🤖 AI Summary
Existing LLM/VLM-based decision-making approaches rely solely on linguistic reasoning, limiting their capability in long-horizon, multimodal planning. This paper proposes Uni-Plan: the first end-to-end planning framework that unifies a single multimodal model to jointly parameterize policy, dynamics, and value functions. It enhances reasoning interpretability and spatiotemporal consistency by generating intermediate visual representations. A novel self-discriminative filtering mechanism is introduced to effectively suppress hallucination in generation. Uni-Plan integrates generative modeling with multimodal joint optimization, requiring no expert demonstrations and exhibiting strong data scalability. Experiments demonstrate that Uni-Plan significantly improves success rates on long-horizon planning tasks, outperforming state-of-the-art VLM-based baselines under equivalent data budgets.
📝 Abstract
With the powerful reasoning capabilities of large language models (LLMs) and vision-language models (VLMs), many recent works have explored using them for decision-making. However, most of these approaches rely solely on language-based reasoning, which limits their ability to reason and make informed decisions.
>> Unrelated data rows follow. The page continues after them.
PR #2581, opened 2016-10-13
fixes py2-h5py dependencies

iahmad-khan:


iahmad-khan:
please test

iahmad-khan:
@davidlt this should fix the py2-h5py dependency issues.

cython.spec
```diff
@@ -21,5 +21,3 @@ sed -ideleteme 's|#!.*/bin/python|#!/usr/bin/env python|' \
   %{i}/${PYTHON_LIB_SITE_PACKAGES}/Cython/Debugger/libpython.py
 
 find %{i} -name '*deleteme' -delete
-
-find %{i}/${PYTHON_LIB_SITE_PACKAGES} -name '*.egg-info' -print0 | xargs -0 rm -f
```
davidlt, line 25: Why this is removed? Long-term policy was that we do not provide _egg_ stuff.

py2-h5py.spec
```diff
@@ -2,8 +2,8 @@
 ## INITENV +PATH PYTHONPATH %{i}/$PYTHON_LIB_SITE_PACKAGES
 %define my_name %(echo %n | cut -f2 -d-)
 Source: https://github.com/%{my_name}/%{my_name}/archive/%{realversion}.tar.gz
-Requires: python py2-numpy hdf5
-BuildRequires: py2-setuptools hdf5
+Requires: python py2-numpy hdf5 py2-six
+BuildRequires: py2-setuptools cython py2-pkgconfig
```
davidlt, line 6: Have you looked into how pkgconfig is being used? We need to ensure it does not go to look into the system.

py2-six.spec
```diff
@@ -13,4 +13,3 @@ python setup.py build
 
 %install
 python setup.py install --single-version-externally-managed --record=/dev/null --skip-build --prefix=%{i}
-find %{i}/${PYTHON_LIB_SITE_PACKAGES} -name '*.egg-info' -print0 | xargs -0 rm -rf
```
davidlt, line 16: Again, way we keeping the eggs?

cython.spec
iahmad-khan: actually the h5py setup has no way to find our cython without this.

py2-six.spec
iahmad-khan: same reason as above

py2-h5py.spec
iahmad-khan: yes

smuzaffar: I think pkgconfig is only needed if you call setup.py test which we are not calling at build time (may be we should)

PR #2586, opened 2016-10-14
add professor2

mkirsano:


perrozzi:
please test

professor2-toolfile.spec
```diff
@@ -0,0 +1,22 @@
...
+%install
+
+mkdir -p %i/etc/scram.d
+cat << \EOF_TOOLFILE >%i/etc/scram.d/professor2.xml
+<tool name="professor2" version="@TOOL_VERSION@">
+<client>
+<environment name="PROFESSOR2_BASE" default="@TOOL_ROOT@"/>
+</client>
+<runtime name="PATH" value="$PROFESSOR2_BASE/bin" type="path"/>
+<runtime name="PYTHONPATH" value="$PROFESSOR2_BASE/lib/python@PYTHONV@/site-packages" type="path"/>
```
davidlt, line 23: You are missing these dependencies listed here: py2-numpy py2-sympy py2-matplotlib root cython yoda eigen

cmssw-tool-conf.spec
```diff
@@ -119,6 +119,7 @@ Requires: fftjet-toolfile
 Requires: lapack-toolfile
 Requires: pyminuit2-toolfile
 Requires: professor-toolfile
+Requires: professor2-toolfile
```
davidlt, line 122: Do we need to keep old version of professor?

professor2.spec
```diff
@@ -0,0 +1,16 @@
...
+
+Requires: py2-numpy py2-sympy py2-matplotlib root cython yoda eigen
+%prep
+%setup -n Professor-%{realversion}
+
+%build
+make CPPFLAGS=-I${EIGEN_ROOT}/include
+
+%install
+make install PREFIX=%{i}
```
davidlt, line 13: Does professor2 and professor provide the same binaries and shared libraries? If yes, then we might have an issue.

cmssw-tool-conf.spec
mkirsano: There was a request to keep old version

professor2.spec
mkirsano: The names of binaries (actually scripts) and shared libraries are different (actually the old professor has no library)

cmssw-tool-conf.spec
davidlange6: @mkirsano -please summarize the request here (and its expected longevity) - its certainly not normal to try to manage multiple versions of the "same" tool around.

mkirsano: professor2 is very different from professor. It does not yet have all functionality of professor. This is the reason to keep the old version. Note that CMSSW code is not compiled against this external.

smuzaffar:
testing

mkirsano:
still testing?

smuzaffar:
please test
@davidlange6 , this looks good to co-exist with professor.

smuzaffar:
@mkirsano, I see that there is include directory and lib/libProfessor2.so ? Do you want to make these part of professor2-toolfile?

mkirsano:
This is not needed right now (however it would not do any harm).

mkirsano:
Is this still waiting for some other upgrades (python for example)?
Is there automatically the corresponding PR in 90X or it is to be made?

PR #2611, opened 2016-10-28
enables tkinter support for matplotlib

iahmad-khan:
https://github.com/cms-sw/cmssw/issues/15660


iahmad-khan:
please test

smuzaffar:
@iahmad-khan , you need to modify pythion.spec too in order to get it rebuild and pick tk-devel from system.
Just add a comment in python.spec so that it triggers rebuild of it.

iahmad-khan:
please test

PR #2615, opened 2016-11-01
DQMGUI 8.4.5

rovere:
This will bring in DQMGUI 8.4.5 which contains an important bug fix that will prevent the crashes of the JSON API that were recently happening at a high rate on production servers (mainly offline)


geneguvo:
+1 to 1e1e1ab22111dfa303aad5c1ade9dd56ef693cde on slc6_amd64_gcc493.<br>Build log can be found <a href="https://cern.ch/cms-dmwm-builds/2615/test_1e1e1ab-20161101-175505.log" target="_blank">here</a>.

Recently, a promising new direction has emerged with unified multimodal models (UMMs), which support both multimodal inputs and outputs. We believe such models have greater potential for decision-making by enabling reasoning through generated visual content. To this end, we propose Uni-Plan, a planning framework built on UMMs. Within this framework, a single model simultaneously serves as the policy, dynamics model, and value function. In addition, to avoid hallucinations in dynamics predictions, we present a novel approach self-discriminated filtering, where the generative model serves as a self-discriminator to filter out invalid dynamics predictions. Experiments on long-horizon planning tasks show that Uni-Plan substantially improves success rates compared to VLM-based methods, while also showing strong data scalability, requiring no expert demonstrations and achieving better performance under the same training-data size. This work lays a foundation for future research in reasoning and decision-making with UMMs.